■ SUPPLIED DATA:

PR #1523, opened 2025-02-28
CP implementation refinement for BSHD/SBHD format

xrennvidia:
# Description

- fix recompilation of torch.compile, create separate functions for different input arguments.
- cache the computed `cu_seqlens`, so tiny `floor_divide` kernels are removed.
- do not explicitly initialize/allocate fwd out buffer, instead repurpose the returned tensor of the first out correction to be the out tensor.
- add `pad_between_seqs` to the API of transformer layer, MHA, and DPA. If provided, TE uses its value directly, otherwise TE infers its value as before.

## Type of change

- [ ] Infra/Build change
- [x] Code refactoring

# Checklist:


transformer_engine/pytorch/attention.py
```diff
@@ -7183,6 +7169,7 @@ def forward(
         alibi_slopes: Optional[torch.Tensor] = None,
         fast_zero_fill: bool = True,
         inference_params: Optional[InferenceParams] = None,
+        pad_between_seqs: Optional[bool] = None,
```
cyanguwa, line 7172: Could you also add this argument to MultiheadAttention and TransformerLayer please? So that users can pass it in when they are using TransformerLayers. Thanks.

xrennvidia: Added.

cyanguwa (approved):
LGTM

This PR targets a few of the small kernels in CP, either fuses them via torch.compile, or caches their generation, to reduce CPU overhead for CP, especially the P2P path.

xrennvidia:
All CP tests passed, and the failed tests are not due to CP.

■ WORK REQUEST: Each line from the one containing "# Description" down to the last line of the material above is to be transcribed exactly, with nothing else included.

■ REPLY:
# Description

- fix recompilation of torch.compile, create separate functions for different input arguments.
- cache the computed `cu_seqlens`, so tiny `floor_divide` kernels are removed.
- do not explicitly initialize/allocate fwd out buffer, instead repurpose the returned tensor of the first out correction to be the out tensor.
- add `pad_between_seqs` to the API of transformer layer, MHA, and DPA. If provided, TE uses its value directly, otherwise TE infers its value as before.

## Type of change

- [ ] Infra/Build change
- [x] Code refactoring

# Checklist:


transformer_engine/pytorch/attention.py
```diff
@@ -7183,6 +7169,7 @@ def forward(
         alibi_slopes: Optional[torch.Tensor] = None,
         fast_zero_fill: bool = True,
         inference_params: Optional[InferenceParams] = None,
+        pad_between_seqs: Optional[bool] = None,
```
cyanguwa, line 7172: Could you also add this argument to MultiheadAttention and TransformerLayer please? So that users can pass it in when they are using TransformerLayers. Thanks.

xrennvidia: Added.

cyanguwa (approved):
LGTM

This PR targets a few of the small kernels in CP, either fuses them via torch.compile, or caches their generation, to reduce CPU overhead for CP, especially the P2P path.

xrennvidia:
All CP tests passed, and the failed tests are not due to CP.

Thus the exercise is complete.